As the war progressed, the belligerent forces of each country both seemed to observe the principles of necessity and proportionality in the use of force. China’s People’s Liberation Army of 600,000 greatly outnumbered the Vietnamese force of 70,000; however, China was facing both Vietnam and the ally of Vietnam: The Soviet Union. While the Soviet Union did not take direct military action, they provided intelligence and equipment to support Vietnam. They lent the Vietnamese military an airlift, multiple ships, tanks and armored personnel carriers, mortar artillery and air defense artillery, rocket launchers, missiles, jet fighters, and thousands of military advisors to train Vietnamese soldiers. The Soviet Union also deployed troops along the Chinese border to tie up Chinese troops; however, the Soviets refused to take any direct action.

As the People’s Liberation Army quickly marched through Vietnam, heading toward the capital of Hanoi, the Vietnamese avoided mobilizing most of their troops, holding back a majority to defend Hanoi. Avoiding direct combat, the People’s Army of Vietnam used guerilla tactics to slow down the Chinese instead. As the People’s Liberation Army continued to advance, they captured the city of Lang Son. Not wanting to escalate tensions with the Soviet Union, China declared the path to Hanoi open and that their mission was completed on March 6, 1979.

However, on the way back to the Chinese border, the People’s Liberation Army destroyed all local facilities and housing, and looted all their resources and equipment, greatly weakening the economy of Vietnam’s provinces. This is an example of China using disproportional force and having no mercy upon the Vietnamese, a direct violation of the just war principles.

While this unjust decision of the Chinese harmed the innocent Vietnamese populations, China also seemed to go to great lengths further than the Vietnamese military to attempt to preserve innocent civilian populations from unnecessary harm and destruction.
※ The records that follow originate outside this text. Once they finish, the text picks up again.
PR #420, opened 2024-11-08
Adjust challenge to better fit the session content: JS DOM and Events: - Simple Calculator

ahohnsen:
I noticed that the **Simple Calculator** challenge from the **JS DOM and Events** session doesn’t really match the session content - it actually fits better with **JS Basics and Variables**. The differences may have come up due to the merge process. 
Since the **JS Basics and Variables** session already has enough challenges, I’ve adjusted the **Simple Calculator** challenge so that students can review the main topics of the session, especially `document.querySelector` and `addEventListener`.
Let me know, what you think. 🙂


sessions/js-dom-and-events/simple-calculator/README.md
```diff
@@ -1,7 +1,18 @@
-# simple-calculator
+# JS DOM and Events: Simple Calculator
+
+In this challenge, you’ll use JavaScript to add interactivity to a simple calculator. You’ll work with `document.querySelector` and `addEventListener` to perform calculations when buttons are clicked.
 
 ## Task
```
F-Kirchhoff, line 5:
```suggestion
## Tasks
```

sessions/js-dom-and-events/simple-calculator/README.md
```diff
@@ -1,7 +1,18 @@
...
 
+1. **Examine the HTML**: Open the `index.html` file and take a look at the structure of the calculator. Notice that each button corresponds to a specific operation or action, but the calculator currently has no functionality.
+
+2. **Add Functionality**: Open the `./js/index.js` file and complete each step as described in the comments.
+
+   - **Mathematical Operations**: Write code to perform each mathematical operation (addition, subtraction, etc.) when its corresponding button is clicked. Each operation should use `operand1` and `operand2`, then log the result to the console.
+   - **Update the First Operand**: Implement functionality to update the value of `operand1` using the buttons in the "Update the First Operand" section. Each button should modify `operand1` and log the updated value.
+
+Switch to the `./js/index.js` file to complete each task as described.
+
```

Although China’s People’s Liberation Army greatly outnumbered the Vietnamese forces, the majority of their forces were not on the frontlines, but rather, along China’s northern border with the Soviet Union to deter Soviet intervention and prevent a wide-scale war. Also, instead of continuing to march on to the Vietnamese capital of Hanoi with the remainder of their troops like they easily could’ve done, China decided to withdraw in order to again prevent a larger and deadlier conflict including the Soviet Union.

Both sides of the war took prisoners of war, with the Chinese holding 1,636, and the Vietnamese holding 238. While it is unclear how exactly the Vietnamese prisoners were treated, the Chinese prisoners endured torture and inhumane treatment, such as being blindfolded and having their bodies bound and restrained with metal wire. This is an obvious violation of the just war principle of mercy.

Vietnam, in initiating the war by attacking Cambodia with no just cause nor right intention, and in not treating the Chinese prisoners with mercy, took part in an unjust war. China, though it observed the principles of just cause and right intention, and attempted in some ways to preserve the innocent civilian populations from unnecessary harm, did, in fact, violate the just war principle of proportional force through the looting and destruction of Vietnamese provinces, and therefore also took part in an unjust war.